Federal law allows a corporation anticipating a current-year NOL to file Form 1138 to postpone
the payment of all or some of its income tax from the immediately preceding year. Generally, to
take advantage of NOLs, taxpayers have to first wait for the conclusion of the tax year and then
file an amended return or ask for a refund. In this case, a corporation can file for a postponement
of payment of taxes from the preceding tax year in the current (unfinished) tax year. By
allowing a corporation to postpone part or all of the payments during the year, companies can
keep more cash on hand to pay debts or make payroll. This bill would conform California law to
the federal rules allowing a corporation expecting an NOL carryback to extend the time for
payment of taxes for the immediately preceding taxable year.

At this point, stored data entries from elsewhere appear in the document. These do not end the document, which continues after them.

PR #7998, opened 2020-07-10
WIP: TFR Doc/test changes

### LINKED ISSUE #7978: DOC: order of operation in TFR functions needs to be clarified
issue came up here: https://gitter.im/mne-tools/mne-python?at=5f05de658342f4627400eee5

the tfr_morlet for time frequency decomposition has a parameter average which says:

>    If True average across Epochs.

The docs need to be updated to make it clear what the order of operations is. First averaging then decomposition? Or the other way around? What are the steps?

bloyl:
Closes #7978

@sappelhoff @larsoner @agramfort 

I have currently commented out the tests for the complex return type as they don't make sense and thus shouldn't pass.
I could remove them and just leave them as smoke tests or if anyone has a suggestion on what to regression test to I could do that. Just let me know what you think is best.

@drammock I'll admit that I don't know how all the doc linking stuff works so please let me know what needs to be changed.

### DIFF
--- a/mne/time_frequency/tests/test_tfr.py
+++ b/mne/time_frequency/tests/test_tfr.py
@@ -104,6 +104,16 @@ def test_time_frequency():
     assert_allclose(power.data, power_picks_avg.data)
     assert_allclose(itc.data, itc_picks.data)
 
+    # test on evoked
+    power_evoked = tfr_morlet(evoked, freqs, n_cycles, use_fft=True,
+                              return_itc=False)
+    # one is squared magnitude of the average (evoked) and
+    # the other is average of the squared magnitudes (epochs PSD)
+    # so values shouldn't match, but shapes should
+    assert_array_equal(power.data.shape, power_evoked.data.shape)
+    pytest.raises(AssertionError, assert_allclose,
+                  power.data, power_evoked.data)
+
     # complex output
     pytest.raises(ValueError, tfr_morlet, epochs, freqs, n_cycles,
                   return_itc=False, average=True, output="complex")
@@ -112,9 +122,13 @@ def test_time_frequency():
     epochs_power_complex = tfr_morlet(epochs, freqs, n_cycles,
                                       output="complex", average=False,
                                       return_itc=False)
-    epochs_power_2 = abs(epochs_power_complex)
-    epochs_power_3 = epochs_power_2.copy()
-    epochs_power_3.data[:] = np.inf  # test that it's actually copied
+    epochs_amplitude_2 = abs(epochs_power_complex)
+    epochs_amplitude_3 = epochs_amplitude_2.copy()
+    epochs_amplitude_3.data[:] = np.inf  # test that it's actually copied
+
+    # test that the power computed via `complex` is equivalent to power
+    # computed within the method.
+    assert_allclose(epochs_amplitude_2.data**2, epochs_power_picks.data)
 
     print(itc)  # test repr
     print(itc.ch_names)  # test property
--- a/mne/time_frequency/tests/test_tfr.py
+++ b/mne/time_frequency/tests/test_tfr.py
@@ -3,8 +3,7 @@ import datetime
 import os.path as op
 
 import numpy as np
-from numpy.testing import (assert_array_almost_equal, assert_array_equal,
-                           assert_equal)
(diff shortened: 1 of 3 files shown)


mne/time_frequency/tfr.py
```diff
@@ -689,7 +689,13 @@ def tfr_morlet(inst, freqs, n_cycles, use_fft=False, return_itc=True, decim=1,
 
         .. versionadded:: 0.13.0
     average : bool, default True
-        If True average across Epochs.
+        If False return an EpochsTFR containing separate tfrs for each epoch.
+        If True return an AverageTFR containing the average of all tfrs across
+            epochs.
```
drammock, line 694:
```suggestion
        If ``False`` return an `EpochsTFR` containing separate TFRs for each
        epoch. If ``True`` return an `AverageTFR` containing the average of all
        TFRs across epochs.
```

mne/time_frequency/tfr.py
```diff
@@ -689,7 +689,13 @@ def tfr_morlet(inst, freqs, n_cycles, use_fft=False, return_itc=True, decim=1,
...
+
+        .. note:: Using `average=True` is functionally equivlent to using
+        `average=False` followed by `EpochsTFR.average()`, but will be more
+        memory efficient.
```
drammock, line 698:
```suggestion
        .. note::
           Using ``average=True`` is functionally equivalent to using
           ``average=False`` followed by ``EpochsTFR.average()``, but is
           more memory efficient.
```

mne/time_frequency/tfr.py
```diff
@@ -832,7 +838,13 @@ def tfr_multitaper(inst, freqs, n_cycles, time_bandwidth=4.0,
...
     %(picks_good_data)s
     average : bool, default True
-        If True average across Epochs.
+        If False return an EpochsTFR containing separate tfrs for each epoch.
+        If True return an AverageTFR containing the average of all tfrs across
+            epochs.
+
+        .. note:: Using `average=True` is functionally equivlent to using
+        `average=False` followed by `EpochsTFR.average()`, but will be more
+        memory efficient.
```
drammock, line 847:
```suggestion
        .. note::
           Using ``average=True`` is functionally equivalent to using
           ``average=False`` followed by ``EpochsTFR.average()``, but is
           more memory efficient.
```

mne/time_frequency/tfr.py
```diff
@@ -832,7 +838,13 @@ def tfr_multitaper(inst, freqs, n_cycles, time_bandwidth=4.0,
     %(n_jobs)s
     %(picks_good_data)s
     average : bool, default True
-        If True average across Epochs.
+        If False return an EpochsTFR containing separate tfrs for each epoch.
+        If True return an AverageTFR containing the average of all tfrs across
+            epochs.
```
drammock, line 843:
```suggestion
        If ``False`` return an `EpochsTFR` containing separate TFRs for each
        epoch. If ``True`` return an `AverageTFR` containing the average of all
        TFRs across epochs.
```

sappelhoff:
Thanks @bloyl the docstring is now much more understandable and clear.

re: test --> I'd either remove it or make it meaningful, but not comment it out and let it sit there.

> @drammock I'll admit that I don't know how all the doc linking stuff works so please let me know what needs to be changed.

that works by using this file: https://github.com/mne-tools/mne-python/blob/master/mne/utils/docs.py

see also the explanation that I received some months ago: https://github.com/mne-tools/mne-python/pull/7474#issuecomment-600783472

mne/time_frequency/tests/test_tfr.py
```diff
@@ -118,9 +115,6 @@ def test_time_frequency():
     epochs_power_2 = abs(epochs_power_complex)
     epochs_power_3 = epochs_power_2.copy()
     epochs_power_3.data[:] = np.inf  # test that it's actually copied
-    assert_array_almost_equal(epochs_power_2.data, epochs_power_picks.data)
```
larsoner, line 121: Instead of killing these, if they should check the opposite, you could do something like:
```
assert not np.allclose(..., atol=1-20)
```
Or whatever makes the point that they actually shouldn't be equal

larsoner:
Thanks @bloyl

PR #8000, opened 2020-07-11
Ignore flake8 E741 (ambiguous variable name)

hoechenberger:
Running flake8 on master gives me:
```
./tutorials/source-modeling/plot_background_freesurfer_mne.py:133:22: E741 ambiguous variable name 'I'
./tutorials/source-modeling/plot_background_freesurfer_mne.py:136:22: E741 ambiguous variable name 'I'
```

https://github.com/mne-tools/mne-python/blob/d839a6ce32da840d7ed4f4cec5340e479f8bde55/tutorials/source-modeling/plot_background_freesurfer_mne.py#L132-L137

I don't think this rule is very useful (as we'll spot badly-named variables during the code review anyway), so this PR disables it.

### DIFF
--- a/setup.cfg
+++ b/setup.cfg
@@ -16,7 +16,7 @@ doc-files = doc
 
 [flake8]
 exclude = __init__.py,*externals*,constants.py,fixes.py,resources.py
-ignore = W503,W504,I100,I101,I201,N806,E201,E202,E221,E222,E241
+ignore = W503,W504,I100,I101,I201,N806,E201,E202,E221,E222,E241,E741
 # We add A for the array-spacing plugin, and ignore the E ones it covers above
 select = A,E,F,W,C
 


hoechenberger:
@larsoner Travis fails with
```
[gw0] linux -- Python 3.6.7 /home/travis/miniconda/envs/test/bin/python3.6
4043mne/tests/test_docstring_parameters.py:161: in test_docstring_parameters
4044    raise AssertionError(msg)
4045E   AssertionError: 
4046E   mne.source_space.SourceSpaces.clear : SS03 : Summary does not end with a period
4047E   mne.source_space.SourceSpaces.reverse : SS03 : Summary does not end with a period
4048E   2 errors
4049
4050
```
I checked and the docstrings look alright on Py 3.7 and 3.8, so this seems to be a Py 3.6 thing…

larsoner:
I would rather rename the variable and keep the check

larsoner:
Or noqa it if it's a valuable exception

hoechenberger:
@larsoner 
But I think that the naming that causes the messages here makes total sense in the given context (dict key), and we don't want #noqa strings in a tutorial, do we?

That said, maybe there's an easier solution:
instead of creating the dict via
```python
 ori_slice = dict(P='Coronal', A='Coronal', 
                  I='Axial', S='Axial', 
                  L='Sagittal', R='Saggital') 
```
we could use the `{k: v}` syntax, so the names flake8 complains about would become strings. And now thinking about this some more it actually seems like a flake8 bug to me in the first place!!

hoechenberger:
Seeing that the docstyle tests pass for #7991 **after** it has been rebased on `master`, I have to conclude that the flake complaint is probably something that only happens on my system -- at least it doesn't seem to happen on CI (anymore). Therefore, I'm closing this PR.

Still-- what do we do about the Travis poblem?

hoechenberger:
Just for reference, I've updated to:
```
flake8-3.8.3
pyflakes-2.2.0
```
and I don't see this error anymore.

PR #8002, opened 2020-07-12
MRG: When picking, remove inapplicable projectors

hoechenberger:
Pick'ing may entirely eliminate a certain channel type from the resulting object. However, the list of projectors in `info['projs']` will remain unchanged. This can lead to problems in later processing steps, where situations may arise where one is trying to apply a projector for a channel type that is not present in the data anymore.

**MWE:**
```python
import mne

raw.set_eeg_reference(projection=True)
raw.pick_types(meg=False, eeg=True)  # Drop MEG data
raw.plot_projs_topomap()
```

**With `master`:**
A problem arises because although we dropped all MEG data, the MEG projectors are still present.

```python
  File "/private/tmp/mwe.py", line 10, in <module>
    raw.plot_projs_topomap()
  File "/Users/hoechenberger/Development/mne-python/mne/io/proj.py", line 280, in plot_projs_topomap
    fig = plot_projs_topomap(self.info['projs'], self.info, cmap=cmap,
  File "/Users/hoechenberger/Development/mne-python/mne/viz/topomap.py", line 324, in plot_projs_topomap
    use_info = pick_info(info, pick_channels(info_names, ch_names))
  File "<decorator-gen-8>", line 21, in pick_info
  File "/Users/hoechenberger/Development/mne-python/mne/io/pick.py", line 489, in pick_info
    raise ValueError('No channels match the selection.')
ValueError: No channels match the selection.
```

**With this PR:**
The MEG projectors get removed during the pick:
```
Removing projector <Projection | PCA-v1, active : False, n_channels : 102>
Removing projector <Projection | PCA-v2, active : False, n_channels : 102>
Removing projector <Projection | PCA-v3, active : False, n_channels : 102>
```
Screenshot 2020-07-12 at 22 46 10

WIP because
- I'm looking for feedback, obviously
- tests are missing
- not sure if this would demand a deprecation cycle

Thanks!

### DIFF
--- a/mne/channels/channels.py
+++ b/mne/channels/channels.py
@@ -904,7 +904,7 @@ class UpdateChannelsMixin(object):
                 drop_idx.append(idx)
 
         for idx in drop_idx:
-            logger.warning(f"Removing projector {self.info['projs'][idx]}")
+            warn(f"Removing projector {self.info['projs'][idx]}")
         if drop_idx:
             self.del_proj(drop_idx)
 
--- a/mne/channels/channels.py
+++ b/mne/channels/channels.py
@@ -893,7 +893,7 @@ class UpdateChannelsMixin(object):
         return self
 
     def _pick_projs(self):
-        """Only keep projectors whose channels are still in the data."""
+        """Keep only projectors which apply to at least 1 data channel."""
         drop_idx = []
         for idx, proj in enumerate(self.info['projs']):
             if not set(self.info['ch_names']) & set(proj['data']['col_names']):
--- a/mne/channels/channels.py
+++ b/mne/channels/channels.py
@@ -722,7 +722,9 @@ class UpdateChannelsMixin(object):
             ias=ias, syst=syst, seeg=seeg, dipole=dipole, gof=gof, bio=bio,
             ecog=ecog, fnirs=fnirs, include=include, exclude=exclude,
             selection=selection)
-        return self._pick_drop_channels(idx)
+        self._pick_drop_channels(idx)
+        self._pick_projs()
+        return self
 
     def pick_channels(self, ch_names, ordered=False):
         """Pick some channels.
@@ -756,8 +758,10 @@ class UpdateChannelsMixin(object):
 
         .. versionadded:: 0.9.0
         """
-        return self._pick_drop_channels(
-            pick_channels(self.info['ch_names'], ch_names, ordered=ordered))
+        self._pick_drop_channels(pick_channels(self.info['ch_names'], ch_names,
+                                               ordered=ordered))
+        self._pick_projs()
+        return self
 
     @fill_doc
     def pick(self, picks, exclude=()):
@@ -777,7 +781,9 @@ class UpdateChannelsMixin(object):
         """
         picks = _picks_to_idx(self.info, picks, 'all', exclude,
                               allow_empty=False)
-        return self._pick_drop_channels(picks)
+        self._pick_drop_channels(picks)
+        self._pick_projs()
+        return self
 
     def reorder_channels(self, ch_names):
         """Reorder channels.
@@ -888,6 +894,20 @@ class UpdateChannelsMixin(object):
             self._data = self._data.take(idx, axis=axis)
         else:
             assert isinstance(self, BaseRaw) and not self.preload
+        return self
+
+    def _pick_projs(self):
+        """Only keep projectors whose channels are still in the data."""
+        drop_idx = []
+        for idx, proj in enumerate(self.info['projs']):
+            if not set(self.info['ch_names']) & set(proj['data']['col_names']):
+                drop_idx.append(idx)
+
+        for idx in drop_idx:
+            logger.warning(f"Removing projector {self.info['projs'][idx]}")
+        if drop_idx:
+            self.del_proj(drop_idx)
+
         return self
 
     def add_channels(self, add_list, force_update_info=False):
--- a/mne/channels/channels.py
+++ b/mne/channels/channels.py
@@ -901,7 +901,8 @@ class UpdateChannelsMixin(object):
 
         for idx in drop_idx:
             logger.info(f"Removing projector {self.info['projs'][idx]}")
-        if drop_idx:
+
+        if drop_idx and hasattr(self, 'del_proj'):
             self.del_proj(drop_idx)
 
         return self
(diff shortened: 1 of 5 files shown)


larsoner:
> , where situations may arise where one is trying to apply a projector for a channel type that is not present in the data anymore.

This actually shouldn't be a problem, it should just be `np.eye` in that case. If it breaks something it's a bug downstream that we should fix first (regardless of whether or not we do adopt the behavior in this PR)

hoechenberger:
> If it breaks something it's a bug downstream that we should fix first

Ok, since there's a MWE in my first comment, we can use this as a bug report :)

hoechenberger:
… although the problem here is not exactly about _applying_ a projector, but about plotting it!

larsoner:
Actually looking at the code and the problem, this probably is the right way to go. Let's get #8007 in, rebase this, and then see if we can fix any errors that crop op

hoechenberger:
Thanks @larsoner, I will pick up working on this shortly.
(current code also contains a bug, which I realized wile drafting #8003)

hoechenberger:
Will rebase on master after #8005 and #8007 have been merged.

hoechenberger:
Rebased on `master`.

In #8003, we changed the Note in `del_proj()`:

```
        .. note:: The projection vector can only be removed if it is inactive
                  (has not been applied to the data), unless the channels it
                  was applied to no longer exist in the data.
```

Once this PR gets merged, however, the case "the channels [the projector] was applied to no longer exist in the data" shouldn't be possible anymore through use of the public API, right? Because the only way to remove channels is by picking, and this PR will ensure that picking also drops unusable projs. So I'm wondering if I should drop this part from the `del_proj()` docstring as part of this PR?

hoechenberger:
I tried to capture the warnings in a test but it doesn't seem to work -- pytest claims no warning of any kind has been emitted, even though the warnings do appear on stdout!

```python
        with pytest.warns(RuntimeWarning, match='Removing projector.*'):
>           raw.pick_types(meg=False, eeg=True)
E           Failed: DID NOT WARN. No warnings of type (<class 'RuntimeWarning'>,) was emitted. The list of emitted warnings is: [].
```

Any idea what might be the issue?

mne/channels/channels.py
```diff
@@ -890,6 +896,20 @@ def _pick_drop_channels(self, idx):
...
 
+    def _pick_projs(self):
+        """Only keep projectors whose channels are still in the data."""
+        drop_idx = []
+        for idx, proj in enumerate(self.info['projs']):
+            if not set(self.info['ch_names']) & set(proj['data']['col_names']):
+                drop_idx.append(idx)
+
+        for idx in drop_idx:
+            logger.warning(f"Removing projector {self.info['projs'][idx]}")
```
larsoner, line 907: don't use `logger.warning` but rather `warn` from `..utils`

hoechenberger: Weird, ok… why is that?

larsoner: We always use `warn`. It does nice things like sets `stacklevel` automatically, and does or does not emit based on the `logger.level`, etc.

hoechenberger: Thanks, that's good to know!

hoechenberger:
Ok let's see what CI says… I'm worried I will have to handle the new warning in 123456 different tests individually…

hoechenberger:
… or I could just turn it into an `logger.info`. WDYT? Where do we draw the line between info and warning?

larsoner:
This to me should just be `logger.info`. warnings should be if it's likely someone is doing something bad that could break something. Nobody's code should break (in principle at least) because we remove projs that don't apply to the data

mne/channels/channels.py
```diff
@@ -722,7 +722,9 @@ def pick_types(self, meg=None, eeg=False, stim=False, eog=False,
             ias=ias, syst=syst, seeg=seeg, dipole=dipole, gof=gof, bio=bio,
             ecog=ecog, fnirs=fnirs, include=include, exclude=exclude,
             selection=selection)
-        return self._pick_drop_channels(idx)
+        self._pick_drop_channels(idx)
```
larsoner, line 725: More DRY to just call `self._pick_projs()` at the end of `self._pick_drop_channels`, no? The one you don't technically need it for is `reorder_channels`, but that's okay because it will be a no-op there. It would however have avoided the bug that seems to be here, namely, that it seems to be missing from `def drop_channels` (right?)

hoechenberger:
CI is failing because `AverageTFR` doesn't inherit from `ProjMixin` and therefore doesn't have a `drop_proj()` method. What to do about that?

mne/channels/channels.py
hoechenberger: > It would however have avoided the bug that seems to be here, namely, that it seems to be missing from `def drop_channels` (right?)

I had forgotten about `drop_channels`, yes, that's a bug.

Good idea you're proposing here, will do that!

hoechenberger: @larsoner I now included projector handling in `drop_channels` too.

After thinking about your more DRY proposal for a bit, I felt that I would like to keep `_pick_drop_channels` (which acts on channels) and `_pick_projs` (which acts on projectors) as two clearly separated steps for now, meaning I'd prefer keep the current non-DRY approach. It's just my personal feeling, I prefer not to convolute stuff too much. 

If you have strong objections, I can change the according like you suggested; otherwise, I'd like to keep it the way it currently is.

larsoner:
I'm fine with keeping the drop projections as a separate function, but I don't see a good reason for _pick_drop_channels not to call it. I think it's less convoluted actually. pick_drop_channels should do everything required to pick and drop channels from an instance once you know the indices, one of which is (now) to drop irrelevant projectors.

Going in the direction you're advocating, we shouldn't even have a _pick_drop_channels but instead split it into one that picks just from info, one that just drops data if preloaded, etc., and replicate these calls four or five places now and more later if we add another mixin method that needs to _pick_drop...

hoechenberger:
@larsoner Ok, implemented in bed0dcd

hoechenberger:
> CI is failing because `AverageTFR` doesn't inherit from `ProjMixin` and therefore doesn't have a `del_proj()` method. What to do about that?

@larsoner Any thoughts on this one? I've never worked with  `AverageTFR`  so I'm not sure what's the best approach here.

larsoner:
You could check to see if it has that attribute and only call it if it does

hoechenberger:
@larsoner Done

hoechenberger:
@larsoner This is good to go from my end. Let me know if you would like me to rebase.

larsoner:
Thanks @hoechenberger

PR #8011, opened 2020-07-15
MINOR, DOC: Add See Also

sappelhoff:
The `save` method should have a pointer to the function used to read back the data.

### DIFF
--- a/mne/time_frequency/tfr.py
+++ b/mne/time_frequency/tfr.py
@@ -986,7 +986,6 @@ class _BaseTFR(ContainsMixin, UpdateChannelsMixin, SizeMixin):
         See Also
         --------
         read_tfrs, write_tfrs
-
         """
         write_tfrs(fname, self, overwrite=overwrite)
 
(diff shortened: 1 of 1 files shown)


mne/time_frequency/tfr.py
```diff
@@ -982,6 +982,11 @@ def save(self, fname, overwrite=False):
             The file name, which should end with ``-tfr.h5``.
         overwrite : bool
             If True, overwrite file (if it exists). Defaults to False.
+
+        See Also
+        --------
+        read_tfrs, write_tfrs
+
```
larsoner, line 989:
```
E           mne.time_frequency.tfr.AverageTFR.save : GL02 : Closing quotes should be placed in the line after the last text in the docstring (do not close the quotes in the same line as the text, or leave a blank line between the last text and the quotes)
E           mne.time_frequency.tfr.AverageTFR.save : GL03 : Double line break found; please use only one blank line to separate sections or paragraphs, and do not leave blank lines at the end of docstrings
E           mne.time_frequency.tfr.EpochsTFR.save : GL02 : Closing quotes should be placed in the line after the last text in the docstring (do not close the quotes in the same line as the text, or leave a blank line between the last text and the quotes)
E           mne.time_frequency.tfr.EpochsTFR.save : GL03 : Double line break found; please use only one blank line to separate sections or paragraphs, and do not leave blank lines at the end of docstrings
E           4 errors
```

sappelhoff: probably just this change, right?
```suggestion
```

larsoner: yep

larsoner:
Thanks @sappelhoff

PR #8012, opened 2020-07-15
MRG, MAINT: Work around matplotlib deprecation

larsoner:
Uses the now-preferred method of setting a window title.


agramfort:
thx @larsoner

8) SB 401 and Proposition 26 (2010). Proposition 26 was approved by the voters on November 2,
2010. By amending California Constitution Article XII A, Section 3, Proposition 26 expanded
the definition of a "tax" to include many state and local government assessments classified as
"fees" and provided that any change in state statute that results in any taxpayer paying a higher
tax must be passed by a two-thirds vote of the Legislature. Proposition 26 also included a
provision stating that any state law adopted between January 1, 2010 and November 2, 2010 that
conflicts with Proposition 26 would be repealed one year after the proposition's approval. This
repeal would not take place, however, if the Legislature passed the law again in compliance with
Proposition 26. There is significant ambiguity regarding the scope and meaning of this
provision. According to the FTB legal staff, there is no basis to believe that SB 401 is not a valid
law, at least for the 12-month period following the adoption of Proposition 26. Furthermore,
California Constitution Article III, Section 3.5 requires the FTB to enforce SB 401 until an
appellate court has made a determination that some portion or all of SB 401 is "void" pursuant to
Proposition 26 and, therefore, unenforceable. [FTB publication, Legal Division Guidance 201101-01 "Impact of Proposition 26 on SB 401 (Wolk)".] Despite the FTB pronouncement, some
taxpayers are seeking reassurance that the last conformity bill stands on firm legal ground, which
this bill would provide. Specifically, this bill includes a legislative intent provision confirming
the validity and ongoing effect of SB 401.